それでは改めてカラサケキツネノサカズキとセンボンキツネノサカズキの違いをまとめてみたいと思います。

  1. カラサケキツネノサカズキには非常に長い荒毛(2mm以上)が生えている
  2. カラサケキツネノサカズキの子嚢盤の色はピンクから淡いオレンジ色
  3. カラサケキツネノサカズキ柄の基部が癒着していない
  4. カラサケキツネノサカズキの方が子嚢が大きい
  5. カラサケキツネノサカズキの側糸の基部は吻合している

1から3までは肉眼的特徴を表しています。
恐らく見慣れてくればすぐに判別はつくと思うのですが、いかんせん双方とも見たことないので、まだ「自信を持って」判別できるまでは至りませんね(苦笑)
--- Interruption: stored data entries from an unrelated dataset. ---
PR #5708, opened 2016-03-30
Add blueprint prompts

knownasilya:
See [RFC #7](https://github.com/ember-cli/rfcs/pull/7) for more details.
- [x] Add `availableOptions.prompt` processing
- [x] Add `--skip-prompts`
- [x] Fix tests
- [ ] Add tests

### DIFF
--- a/lib/commands/generate.js
+++ b/lib/commands/generate.js
@@ -18,6 +18,7 @@ module.exports = Command.extend({
 
   availableOptions: [
     { name: 'dry-run',       type: Boolean, default: false, aliases: ['d'] },
+    { name: 'skip-prompts',  type: Boolean, default: false, aliases: ['sp'] },
     { name: 'verbose',       type: Boolean, default: false, aliases: ['v'] },
     { name: 'pod',           type: Boolean, default: false, aliases: ['p'] },
     { name: 'classic',       type: Boolean, default: false, aliases: ['c'] },
--- a/lib/models/blueprint.js
+++ b/lib/models/blueprint.js
@@ -849,27 +849,27 @@ Blueprint.prototype._locals = function(options) {
   var moduleName = options.entity && options.entity.name || packageName;
   var sanitizedModuleName = moduleName.replace(/\//g, '-');
 
-  return this._processPrompts(options).then(function (prompts) {
-    return new Promise(function(resolve) {
-      resolve(this.locals(prompts));
-    }.bind(this)).then(function (customLocals) {
-      var fileMapVariables = this._generateFileMapVariables(moduleName, customLocals, options);
-      var fileMap = this.generateFileMap(fileMapVariables);
-      var standardLocals = {
-        dasherizedPackageName: stringUtils.dasherize(packageName),
-        classifiedPackageName: stringUtils.classify(packageName),
-        dasherizedModuleName: stringUtils.dasherize(moduleName),
-        classifiedModuleName: stringUtils.classify(sanitizedModuleName),
-        camelizedModuleName: stringUtils.camelize(sanitizedModuleName),
-        decamelizedModuleName: stringUtils.decamelize(sanitizedModuleName),
-        fileMap: fileMap,
-        hasPathToken: this.hasPathToken,
-        targetFiles: options.targetFiles,
-        rawArgs: options.rawArgs
-      };
+  return new Promise(function(resolve) {
+    return resolve(this._processPrompts(options));
+  }.bind(this)).then(function (prompts) {
+    return this.locals(prompts);
+  }.bind(this)).then(function (customLocals) {
+    var fileMapVariables = this._generateFileMapVariables(moduleName, customLocals, options);
+    var fileMap = this.generateFileMap(fileMapVariables);
+    var standardLocals = {
+      dasherizedPackageName: stringUtils.dasherize(packageName),
+      classifiedPackageName: stringUtils.classify(packageName),
+      dasherizedModuleName: stringUtils.dasherize(moduleName),
+      classifiedModuleName: stringUtils.classify(sanitizedModuleName),
+      camelizedModuleName: stringUtils.camelize(sanitizedModuleName),
+      decamelizedModuleName: stringUtils.decamelize(sanitizedModuleName),
+      fileMap: fileMap,
+      hasPathToken: this.hasPathToken,
+      targetFiles: options.targetFiles,
+      rawArgs: options.rawArgs
+    };
 
-      return merge({}, standardLocals, customLocals);
-    }.bind(this));
+    return merge({}, standardLocals, customLocals);
   }.bind(this));
 };
 
--- a/lib/models/blueprint.js
+++ b/lib/models/blueprint.js
@@ -880,7 +880,7 @@ Blueprint.prototype._locals = function(options) {
   @return {Promise}
 */
 Blueprint.prototype._processPrompts = function (options) {
-  if (this.ui.ci || options.skipPrompts) {
+  if (options.skipPrompts) {
     return Promise.resolve(options);
   }
 
--- a/lib/models/blueprint.js
+++ b/lib/models/blueprint.js
@@ -881,7 +881,7 @@ Blueprint.prototype._locals = function(options) {
 */
 Blueprint.prototype._processPrompts = function (options) {
   if (this.ui.ci || options.skipPrompts) {
-    return Promise.resolve({});
+    return Promise.resolve(options);
   }
 
   var availableOptions = this.availableOptions;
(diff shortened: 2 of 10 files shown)


tests/unit/models/blueprint-test.js
```diff
@@ -499,6 +499,7 @@ help in detail');
         .then(function() {
           var actualFiles = walkSync(tmpdir).sort();
           var output = ui.output.trim().split(EOL);
+          debugger;
```
Turbo87: I don't think that's supposed to stay here, right? :wink:

tests/unit/models/blueprint-test.js
```diff
@@ -1989,7 +1990,7 @@ help in detail');
     });
   });
 
-  describe('._locals', function() {
+  describe.only('._locals', function() {
```
Turbo87: and this neither

lib/models/blueprint.js
```diff
@@ -849,29 +849,80 @@ Blueprint.prototype._locals = function(options) {
...
+        decamelizedModuleName: stringUtils.decamelize(sanitizedModuleName),
+        fileMap: fileMap,
+        hasPathToken: this.hasPathToken,
+        targetFiles: options.targetFiles,
+        rawArgs: options.rawArgs
+      };
+
+      return merge({}, standardLocals, customLocals);
+    }.bind(this));
   }.bind(this));
```
Turbo87: why are you nesting the promises here instead of chaining them?

lib/models/blueprint.js
```diff
@@ -849,29 +849,80 @@ Blueprint.prototype._locals = function(options) {
...
 };
 
 /**
+  @private
+  @method _processPrompts
+  @param {Object} options
+  @return {Promise}
+*/
+Blueprint.prototype._processPrompts = function (options) {
+  if (this.ui.ci || options.skipPrompts) {
```
Turbo87: I'm not sure if we should do this by default on CI systems. IMHO it should be something explicit.

lib/models/blueprint.js
knownasilya: Chaining as in 

```js
return this._processPrompts(options).then(function (prompts) {
 return this.locals(prompts);
})
```

I have the wrapping `new Promise` per @stefanpenner request for preventing errors from being uncaught I think.

lib/models/blueprint.js
knownasilya: Well it is, you can set it with `CI=true ember g my-addon`

Turbo87: what I meant was I prefer explicitly using `ember g foo bar --skip-prompts` on TravisCI etc. instead of implying the option automatically when `CI=true`

knownasilya:
Looks like the travis build needs to be restarted.

lib/models/blueprint.js
knownasilya: Yeah, maybe. Just feel like people will forget, but maybe that's alright.

lib/models/blueprint.js
Turbo87: what I meant was this instead:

最後に、この写真はセンボンキツネノサカズキの柄の基部が密着している写真です。

センボンキツネノサカズキ 2019年9月 北海道 撮影:ガガンボさん

札幌キノコの会のセンボンキツネノサカズキのサイトを見てもらえばわかりますが、センボンキツネノサカズキはその名が示す通り、一つの集団の塊具合はかなりのものでこれは「柄の基部が癒着している」ことに由来するのだと思われます。
確かにカラサケキツネノサカズキも集合になって発生はするものの、基部はほとんど密着してはおりません。

シロキツネノサカズキとの違いは?

まずはこの写真を見てください。

カラサケキツネノサカズキ 2014年7月 撮影:ガガンボさん

この写真「だけ」を見れば誰しも「シロキツネノサカズキではないか?」と思うかもしれません、いや、きっと思うでしょう!
僕なら思う(笑)
ピンク色の子嚢盤とそのお椀の上に毛が生えておりますね。
これはまだ幼菌の頃のシロキツネノサカズキに良く似ております。

幼菌から少し大きくなったシロキツネノサカズキ。

シロキツネノサカズキ 2018.6.24 大阪

色目だけみているとこれもサーモンピンクと言えなくもないです。

ただし、生長するにしたがってやや色味は濃くなっていくようです。

シロキツネノサカズキ 2018.6.24 大阪

さらに別のシロキツネノサカズキです。
こちらは神戸で発見したものです。

シロキツネノサカズキ 2020.7.12 神戸

さてどうでしょう?
色目に騙されて、それ以外のところを見落としそうですよね?(笑)
カラサケキツネノサカズキとシロキツネノサカズキのもっとも分かりやすい違いというのは

集合化しているか単生で発生しているか?

が一番分かりやすいかと思われます。
この神戸の子実体の様に完全にそれぞれの子実体が分離して発生している、という構図はカラサケキツネノサカズキにはあまりないもの、と言っていいと思います。
そこでこの2種の違いをまとめてみますと

  1. カラサケキツネノサカズキは荒毛が長く多い
  2. カラサケキツネノサカズキの子嚢盤の色はピンクから淡いオレンジ色(サーモンピンク)
  3. カラサケキツネノサカズキは子実体が集合している
  4. カラサケキツネノサカズキは先が尖っていない子嚢胞子
  5. カラサケキツネノサカズキは多数の球状の油球を含む

1~3が肉眼的な特徴の差ですが、比較すれば色合いも異なりますし、毛の生え方も違いますのでわかるのではないかと思われます。


さていかがだったでしょうか?
今回のカラサケキツネノサカズキの発見から新種記載論文の発表まで約7年。多くの方々がこのキノコに関わってやっとここまでこぎ着けたという印象ですね。本当にご苦労様でした。
ガガンボさんもTwitterでおっしゃっている様にこの様な学術研究の成果に関わることが出来たというのはとっても光栄でかつ幸運なことだと思いますし、かなり羨ましいです(笑)
僕もこれを書くことで多くの人に読まれて、「カラサケキツネノサカズキ」という名前が多くの人に知られることを願うばかりです。